▸ The problem
Look for the word "really" in the entries and copy every line where it shows up.

▸ Listed records
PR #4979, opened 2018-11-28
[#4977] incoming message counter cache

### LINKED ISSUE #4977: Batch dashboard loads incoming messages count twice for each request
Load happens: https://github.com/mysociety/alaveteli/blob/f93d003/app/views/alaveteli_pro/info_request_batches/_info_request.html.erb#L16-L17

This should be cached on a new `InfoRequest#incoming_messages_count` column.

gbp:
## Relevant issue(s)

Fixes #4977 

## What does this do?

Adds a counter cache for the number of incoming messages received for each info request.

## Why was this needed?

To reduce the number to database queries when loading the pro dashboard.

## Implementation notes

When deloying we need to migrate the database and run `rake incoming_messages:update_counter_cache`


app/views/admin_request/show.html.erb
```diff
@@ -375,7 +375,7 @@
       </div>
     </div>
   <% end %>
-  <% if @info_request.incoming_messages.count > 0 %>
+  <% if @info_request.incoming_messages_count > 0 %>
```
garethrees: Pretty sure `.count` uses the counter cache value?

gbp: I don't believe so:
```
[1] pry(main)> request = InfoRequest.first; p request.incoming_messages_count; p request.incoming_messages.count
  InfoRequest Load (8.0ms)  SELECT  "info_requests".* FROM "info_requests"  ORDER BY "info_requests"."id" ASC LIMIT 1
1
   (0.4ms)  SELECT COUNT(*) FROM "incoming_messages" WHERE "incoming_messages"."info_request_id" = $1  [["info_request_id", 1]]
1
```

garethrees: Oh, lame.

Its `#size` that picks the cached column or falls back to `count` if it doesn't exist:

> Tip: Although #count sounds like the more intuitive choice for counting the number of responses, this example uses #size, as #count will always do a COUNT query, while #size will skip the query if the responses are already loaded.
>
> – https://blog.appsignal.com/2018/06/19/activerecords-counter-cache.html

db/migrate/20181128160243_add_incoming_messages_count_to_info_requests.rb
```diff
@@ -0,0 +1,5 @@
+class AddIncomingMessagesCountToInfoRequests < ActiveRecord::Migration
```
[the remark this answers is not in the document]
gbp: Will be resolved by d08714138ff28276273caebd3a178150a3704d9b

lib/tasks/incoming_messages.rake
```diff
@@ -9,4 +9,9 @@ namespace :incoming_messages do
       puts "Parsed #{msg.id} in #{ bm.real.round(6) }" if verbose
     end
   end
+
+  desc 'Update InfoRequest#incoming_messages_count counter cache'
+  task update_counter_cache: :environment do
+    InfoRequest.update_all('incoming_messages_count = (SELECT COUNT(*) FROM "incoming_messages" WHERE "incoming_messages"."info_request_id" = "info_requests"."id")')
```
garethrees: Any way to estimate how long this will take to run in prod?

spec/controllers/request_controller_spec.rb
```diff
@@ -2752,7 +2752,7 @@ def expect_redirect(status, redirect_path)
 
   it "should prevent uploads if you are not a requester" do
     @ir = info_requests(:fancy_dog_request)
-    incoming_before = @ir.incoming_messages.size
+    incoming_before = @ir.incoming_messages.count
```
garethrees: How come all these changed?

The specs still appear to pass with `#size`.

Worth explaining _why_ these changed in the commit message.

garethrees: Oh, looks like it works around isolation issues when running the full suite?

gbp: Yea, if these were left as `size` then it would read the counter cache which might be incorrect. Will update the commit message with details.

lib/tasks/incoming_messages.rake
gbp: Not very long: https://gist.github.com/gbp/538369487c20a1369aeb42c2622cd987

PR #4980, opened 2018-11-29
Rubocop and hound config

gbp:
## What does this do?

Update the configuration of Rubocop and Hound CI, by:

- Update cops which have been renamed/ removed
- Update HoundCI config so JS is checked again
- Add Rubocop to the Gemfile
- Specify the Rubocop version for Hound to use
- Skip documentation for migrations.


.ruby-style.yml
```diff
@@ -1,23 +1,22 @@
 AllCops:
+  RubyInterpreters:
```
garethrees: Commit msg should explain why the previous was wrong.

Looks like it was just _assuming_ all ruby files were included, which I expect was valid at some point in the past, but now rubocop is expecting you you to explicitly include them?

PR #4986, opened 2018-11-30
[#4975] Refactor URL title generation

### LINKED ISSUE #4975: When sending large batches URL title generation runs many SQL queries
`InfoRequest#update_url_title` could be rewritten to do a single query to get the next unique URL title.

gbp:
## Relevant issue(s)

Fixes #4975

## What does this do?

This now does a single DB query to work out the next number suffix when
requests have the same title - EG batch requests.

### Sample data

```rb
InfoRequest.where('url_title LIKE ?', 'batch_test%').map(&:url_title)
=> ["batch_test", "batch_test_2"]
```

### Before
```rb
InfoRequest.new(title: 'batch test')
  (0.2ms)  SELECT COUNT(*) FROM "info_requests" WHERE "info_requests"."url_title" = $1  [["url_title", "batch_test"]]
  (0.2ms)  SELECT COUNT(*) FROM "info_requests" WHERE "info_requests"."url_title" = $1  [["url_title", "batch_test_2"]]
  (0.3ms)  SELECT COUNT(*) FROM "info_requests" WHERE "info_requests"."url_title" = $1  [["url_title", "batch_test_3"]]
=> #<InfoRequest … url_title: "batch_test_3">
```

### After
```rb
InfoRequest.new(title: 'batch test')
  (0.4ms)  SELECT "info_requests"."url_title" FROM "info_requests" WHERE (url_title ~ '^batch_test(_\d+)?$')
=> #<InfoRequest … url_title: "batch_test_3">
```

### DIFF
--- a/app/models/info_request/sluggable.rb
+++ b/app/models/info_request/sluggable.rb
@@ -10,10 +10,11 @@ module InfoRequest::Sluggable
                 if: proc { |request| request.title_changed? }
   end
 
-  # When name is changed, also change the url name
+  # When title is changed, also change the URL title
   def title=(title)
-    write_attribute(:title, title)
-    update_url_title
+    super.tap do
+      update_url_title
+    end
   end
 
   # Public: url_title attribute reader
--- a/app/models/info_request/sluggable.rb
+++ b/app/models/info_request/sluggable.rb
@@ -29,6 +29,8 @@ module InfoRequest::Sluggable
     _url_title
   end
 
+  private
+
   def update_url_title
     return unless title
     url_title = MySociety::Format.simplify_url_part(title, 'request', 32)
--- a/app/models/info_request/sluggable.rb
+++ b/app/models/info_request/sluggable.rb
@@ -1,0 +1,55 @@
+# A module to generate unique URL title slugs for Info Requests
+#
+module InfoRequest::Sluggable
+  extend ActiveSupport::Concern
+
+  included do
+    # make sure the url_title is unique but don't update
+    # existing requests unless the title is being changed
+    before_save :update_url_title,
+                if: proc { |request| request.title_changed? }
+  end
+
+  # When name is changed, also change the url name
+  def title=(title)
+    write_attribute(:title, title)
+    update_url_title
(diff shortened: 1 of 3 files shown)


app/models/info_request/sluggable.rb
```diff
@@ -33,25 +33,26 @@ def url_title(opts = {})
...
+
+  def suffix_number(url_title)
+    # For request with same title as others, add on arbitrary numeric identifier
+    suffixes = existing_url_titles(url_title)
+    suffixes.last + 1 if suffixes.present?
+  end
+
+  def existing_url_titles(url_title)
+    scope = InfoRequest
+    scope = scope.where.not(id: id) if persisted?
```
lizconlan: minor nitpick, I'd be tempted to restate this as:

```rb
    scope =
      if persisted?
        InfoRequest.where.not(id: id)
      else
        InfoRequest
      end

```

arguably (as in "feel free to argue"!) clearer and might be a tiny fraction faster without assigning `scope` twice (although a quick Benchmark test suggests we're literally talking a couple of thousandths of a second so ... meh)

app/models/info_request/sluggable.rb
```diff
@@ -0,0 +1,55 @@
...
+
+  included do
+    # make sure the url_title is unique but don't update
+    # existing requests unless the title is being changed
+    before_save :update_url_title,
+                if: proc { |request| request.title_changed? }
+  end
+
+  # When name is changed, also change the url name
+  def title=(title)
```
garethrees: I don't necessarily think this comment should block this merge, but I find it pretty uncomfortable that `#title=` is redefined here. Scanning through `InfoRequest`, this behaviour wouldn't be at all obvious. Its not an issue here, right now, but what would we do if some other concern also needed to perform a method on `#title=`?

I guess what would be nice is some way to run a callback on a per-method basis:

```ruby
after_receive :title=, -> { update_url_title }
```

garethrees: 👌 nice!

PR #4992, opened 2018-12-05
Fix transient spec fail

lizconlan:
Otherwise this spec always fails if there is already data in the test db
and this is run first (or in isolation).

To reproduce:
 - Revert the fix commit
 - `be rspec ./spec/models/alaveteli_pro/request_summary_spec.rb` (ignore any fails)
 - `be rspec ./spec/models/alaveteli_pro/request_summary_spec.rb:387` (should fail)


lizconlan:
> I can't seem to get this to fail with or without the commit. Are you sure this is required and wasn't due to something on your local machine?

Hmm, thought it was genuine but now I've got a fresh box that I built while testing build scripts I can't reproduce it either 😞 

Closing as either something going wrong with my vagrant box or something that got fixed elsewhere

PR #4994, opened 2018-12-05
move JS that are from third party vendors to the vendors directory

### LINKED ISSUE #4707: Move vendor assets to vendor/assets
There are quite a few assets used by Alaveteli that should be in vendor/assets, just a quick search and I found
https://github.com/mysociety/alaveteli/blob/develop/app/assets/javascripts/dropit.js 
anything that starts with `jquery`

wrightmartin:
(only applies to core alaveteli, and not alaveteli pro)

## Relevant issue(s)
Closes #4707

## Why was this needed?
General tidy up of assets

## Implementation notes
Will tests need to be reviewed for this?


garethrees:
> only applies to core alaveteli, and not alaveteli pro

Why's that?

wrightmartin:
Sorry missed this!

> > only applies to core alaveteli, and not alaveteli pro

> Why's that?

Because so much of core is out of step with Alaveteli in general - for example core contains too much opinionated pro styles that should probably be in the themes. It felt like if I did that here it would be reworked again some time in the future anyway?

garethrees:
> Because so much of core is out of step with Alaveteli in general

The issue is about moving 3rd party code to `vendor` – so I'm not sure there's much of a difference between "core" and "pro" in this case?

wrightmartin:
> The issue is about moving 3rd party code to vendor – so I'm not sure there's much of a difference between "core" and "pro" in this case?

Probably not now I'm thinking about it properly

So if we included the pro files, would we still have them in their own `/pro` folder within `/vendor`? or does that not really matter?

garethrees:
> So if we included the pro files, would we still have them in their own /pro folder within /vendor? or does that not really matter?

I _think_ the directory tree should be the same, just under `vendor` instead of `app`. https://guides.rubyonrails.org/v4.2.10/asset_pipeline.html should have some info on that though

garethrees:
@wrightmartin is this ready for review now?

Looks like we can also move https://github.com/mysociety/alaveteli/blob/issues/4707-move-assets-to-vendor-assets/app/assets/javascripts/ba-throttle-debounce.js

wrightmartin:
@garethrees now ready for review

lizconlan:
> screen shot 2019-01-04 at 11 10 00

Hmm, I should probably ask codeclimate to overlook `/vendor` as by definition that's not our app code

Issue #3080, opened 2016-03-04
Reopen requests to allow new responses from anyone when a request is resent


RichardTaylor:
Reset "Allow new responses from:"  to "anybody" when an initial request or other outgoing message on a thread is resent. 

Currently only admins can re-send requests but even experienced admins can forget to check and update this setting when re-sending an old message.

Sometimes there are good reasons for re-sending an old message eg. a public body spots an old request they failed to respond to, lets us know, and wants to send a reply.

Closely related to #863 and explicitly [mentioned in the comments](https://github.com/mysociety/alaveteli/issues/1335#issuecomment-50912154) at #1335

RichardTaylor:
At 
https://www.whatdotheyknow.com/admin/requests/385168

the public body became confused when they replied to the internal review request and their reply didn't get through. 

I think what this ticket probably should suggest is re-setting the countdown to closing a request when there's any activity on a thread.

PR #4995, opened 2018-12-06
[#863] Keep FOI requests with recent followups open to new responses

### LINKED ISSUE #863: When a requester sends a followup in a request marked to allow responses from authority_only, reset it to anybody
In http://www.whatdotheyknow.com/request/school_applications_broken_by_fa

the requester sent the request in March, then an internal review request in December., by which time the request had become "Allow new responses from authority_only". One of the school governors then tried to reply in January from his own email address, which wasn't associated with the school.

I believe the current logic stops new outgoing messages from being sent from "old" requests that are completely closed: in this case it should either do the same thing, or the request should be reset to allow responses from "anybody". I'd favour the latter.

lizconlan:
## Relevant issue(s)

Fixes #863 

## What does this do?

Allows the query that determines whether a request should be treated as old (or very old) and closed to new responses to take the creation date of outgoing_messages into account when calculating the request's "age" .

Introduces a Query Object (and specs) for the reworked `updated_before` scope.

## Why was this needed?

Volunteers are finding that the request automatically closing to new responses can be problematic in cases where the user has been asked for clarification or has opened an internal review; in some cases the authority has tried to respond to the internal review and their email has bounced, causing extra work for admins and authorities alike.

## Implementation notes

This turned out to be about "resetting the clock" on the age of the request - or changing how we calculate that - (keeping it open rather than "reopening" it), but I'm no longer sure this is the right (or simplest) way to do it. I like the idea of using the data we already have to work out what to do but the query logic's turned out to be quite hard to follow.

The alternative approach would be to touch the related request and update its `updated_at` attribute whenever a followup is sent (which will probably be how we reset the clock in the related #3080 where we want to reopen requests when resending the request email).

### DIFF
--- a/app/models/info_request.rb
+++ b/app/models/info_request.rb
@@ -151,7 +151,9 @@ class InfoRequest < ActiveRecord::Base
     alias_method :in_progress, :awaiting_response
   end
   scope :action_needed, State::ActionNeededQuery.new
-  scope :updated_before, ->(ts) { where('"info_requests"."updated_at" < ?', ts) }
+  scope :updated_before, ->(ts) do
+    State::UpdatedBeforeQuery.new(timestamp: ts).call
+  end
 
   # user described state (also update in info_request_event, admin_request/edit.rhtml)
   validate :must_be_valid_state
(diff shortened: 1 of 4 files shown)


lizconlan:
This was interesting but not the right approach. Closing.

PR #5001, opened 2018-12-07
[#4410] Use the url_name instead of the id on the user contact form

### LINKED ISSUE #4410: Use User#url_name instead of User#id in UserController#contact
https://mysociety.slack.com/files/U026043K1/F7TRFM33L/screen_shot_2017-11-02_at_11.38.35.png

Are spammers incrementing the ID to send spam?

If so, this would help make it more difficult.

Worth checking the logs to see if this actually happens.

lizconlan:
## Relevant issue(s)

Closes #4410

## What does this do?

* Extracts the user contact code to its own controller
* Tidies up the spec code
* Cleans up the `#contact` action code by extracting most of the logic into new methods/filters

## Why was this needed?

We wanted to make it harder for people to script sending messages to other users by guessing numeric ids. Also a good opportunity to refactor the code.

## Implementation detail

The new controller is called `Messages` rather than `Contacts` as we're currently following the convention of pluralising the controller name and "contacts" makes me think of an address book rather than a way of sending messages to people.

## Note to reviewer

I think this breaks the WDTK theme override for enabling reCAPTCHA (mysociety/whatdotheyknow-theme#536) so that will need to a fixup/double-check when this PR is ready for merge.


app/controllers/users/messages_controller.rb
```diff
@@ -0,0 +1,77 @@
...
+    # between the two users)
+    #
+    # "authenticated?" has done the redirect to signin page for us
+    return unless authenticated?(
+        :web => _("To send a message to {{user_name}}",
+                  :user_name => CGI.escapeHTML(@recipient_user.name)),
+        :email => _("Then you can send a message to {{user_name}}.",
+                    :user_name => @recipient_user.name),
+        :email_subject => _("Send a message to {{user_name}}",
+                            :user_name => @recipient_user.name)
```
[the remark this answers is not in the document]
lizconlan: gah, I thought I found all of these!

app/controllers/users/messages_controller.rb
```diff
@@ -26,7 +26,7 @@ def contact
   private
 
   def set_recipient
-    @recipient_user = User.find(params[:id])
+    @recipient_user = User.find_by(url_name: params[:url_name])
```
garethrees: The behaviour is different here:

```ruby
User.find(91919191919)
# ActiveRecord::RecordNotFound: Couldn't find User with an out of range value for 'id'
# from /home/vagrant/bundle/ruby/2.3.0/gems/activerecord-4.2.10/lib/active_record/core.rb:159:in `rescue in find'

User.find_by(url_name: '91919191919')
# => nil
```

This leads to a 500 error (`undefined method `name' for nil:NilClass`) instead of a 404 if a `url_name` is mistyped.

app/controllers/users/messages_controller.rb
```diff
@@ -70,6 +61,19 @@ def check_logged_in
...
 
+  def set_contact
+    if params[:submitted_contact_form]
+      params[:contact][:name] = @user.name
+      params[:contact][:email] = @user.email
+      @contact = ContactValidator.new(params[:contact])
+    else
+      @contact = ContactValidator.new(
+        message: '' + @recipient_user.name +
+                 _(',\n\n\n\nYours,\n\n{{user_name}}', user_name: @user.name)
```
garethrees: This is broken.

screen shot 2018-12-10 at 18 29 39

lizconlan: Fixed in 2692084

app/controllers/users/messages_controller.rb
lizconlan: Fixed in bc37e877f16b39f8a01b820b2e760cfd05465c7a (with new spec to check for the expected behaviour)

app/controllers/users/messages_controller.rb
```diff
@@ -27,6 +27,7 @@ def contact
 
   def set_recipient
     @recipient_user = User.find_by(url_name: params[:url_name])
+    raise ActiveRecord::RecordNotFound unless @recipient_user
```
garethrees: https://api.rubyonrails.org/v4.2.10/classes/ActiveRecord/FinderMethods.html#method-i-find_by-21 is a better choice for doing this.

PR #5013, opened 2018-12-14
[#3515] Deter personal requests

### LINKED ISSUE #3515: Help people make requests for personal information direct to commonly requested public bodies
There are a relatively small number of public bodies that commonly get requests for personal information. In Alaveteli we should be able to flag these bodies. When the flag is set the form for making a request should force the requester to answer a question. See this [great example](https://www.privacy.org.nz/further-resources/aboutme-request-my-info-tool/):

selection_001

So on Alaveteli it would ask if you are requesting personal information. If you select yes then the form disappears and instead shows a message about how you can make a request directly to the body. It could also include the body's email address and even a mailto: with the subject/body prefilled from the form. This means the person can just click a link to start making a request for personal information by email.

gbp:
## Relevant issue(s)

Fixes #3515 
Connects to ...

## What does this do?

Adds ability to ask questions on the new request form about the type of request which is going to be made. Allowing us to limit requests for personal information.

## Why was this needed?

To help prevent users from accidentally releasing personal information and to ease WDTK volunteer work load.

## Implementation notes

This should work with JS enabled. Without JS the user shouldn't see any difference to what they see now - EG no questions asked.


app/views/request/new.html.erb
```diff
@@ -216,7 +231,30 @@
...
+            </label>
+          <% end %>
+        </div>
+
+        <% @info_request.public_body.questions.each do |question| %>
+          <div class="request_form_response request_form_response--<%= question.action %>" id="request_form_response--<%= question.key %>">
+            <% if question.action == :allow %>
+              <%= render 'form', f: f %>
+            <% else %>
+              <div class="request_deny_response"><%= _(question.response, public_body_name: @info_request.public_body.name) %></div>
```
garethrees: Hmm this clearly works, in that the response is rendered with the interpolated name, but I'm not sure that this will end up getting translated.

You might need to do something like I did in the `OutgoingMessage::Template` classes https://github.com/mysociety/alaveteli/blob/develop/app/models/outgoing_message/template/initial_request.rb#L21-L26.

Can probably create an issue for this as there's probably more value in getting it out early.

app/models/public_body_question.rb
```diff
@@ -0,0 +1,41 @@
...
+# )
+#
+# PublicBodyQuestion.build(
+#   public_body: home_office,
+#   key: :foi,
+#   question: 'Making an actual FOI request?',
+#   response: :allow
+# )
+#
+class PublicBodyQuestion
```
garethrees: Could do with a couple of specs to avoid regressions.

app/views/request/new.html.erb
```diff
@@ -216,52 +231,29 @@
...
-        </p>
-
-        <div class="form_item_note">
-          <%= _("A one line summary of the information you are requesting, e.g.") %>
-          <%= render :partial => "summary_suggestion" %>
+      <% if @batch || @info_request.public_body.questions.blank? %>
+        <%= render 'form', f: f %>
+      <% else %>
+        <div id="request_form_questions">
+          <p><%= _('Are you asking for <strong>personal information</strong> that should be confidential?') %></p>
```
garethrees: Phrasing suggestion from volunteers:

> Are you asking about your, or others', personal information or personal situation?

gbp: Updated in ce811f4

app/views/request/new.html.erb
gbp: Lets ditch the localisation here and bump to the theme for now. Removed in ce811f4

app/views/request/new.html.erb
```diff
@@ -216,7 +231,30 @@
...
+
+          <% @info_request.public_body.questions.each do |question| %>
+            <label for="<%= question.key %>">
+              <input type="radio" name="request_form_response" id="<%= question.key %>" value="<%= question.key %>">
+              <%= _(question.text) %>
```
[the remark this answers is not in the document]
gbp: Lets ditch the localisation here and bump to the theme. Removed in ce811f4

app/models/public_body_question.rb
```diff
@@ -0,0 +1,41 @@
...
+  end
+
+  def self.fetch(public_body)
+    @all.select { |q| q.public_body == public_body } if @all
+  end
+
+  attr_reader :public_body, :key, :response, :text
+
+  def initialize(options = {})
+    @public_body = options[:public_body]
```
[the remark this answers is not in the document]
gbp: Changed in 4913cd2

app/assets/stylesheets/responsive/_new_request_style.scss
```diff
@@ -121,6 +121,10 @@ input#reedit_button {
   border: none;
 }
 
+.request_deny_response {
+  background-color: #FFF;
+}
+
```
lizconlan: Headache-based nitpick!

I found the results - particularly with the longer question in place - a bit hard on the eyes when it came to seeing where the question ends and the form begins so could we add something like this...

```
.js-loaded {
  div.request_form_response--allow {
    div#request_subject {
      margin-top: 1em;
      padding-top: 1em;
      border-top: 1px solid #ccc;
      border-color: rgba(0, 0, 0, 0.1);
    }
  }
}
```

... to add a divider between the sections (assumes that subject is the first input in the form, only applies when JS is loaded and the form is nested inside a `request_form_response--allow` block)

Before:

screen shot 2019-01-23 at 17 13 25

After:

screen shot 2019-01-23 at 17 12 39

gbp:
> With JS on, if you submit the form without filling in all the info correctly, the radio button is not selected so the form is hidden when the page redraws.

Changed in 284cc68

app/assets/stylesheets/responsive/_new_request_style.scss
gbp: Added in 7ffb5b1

▸ Written solution
So if we included the pro files, would we still have them in their own `/pro` folder within `/vendor`? or does that not really matter?
> So if we included the pro files, would we still have them in their own /pro folder within /vendor? or does that not really matter?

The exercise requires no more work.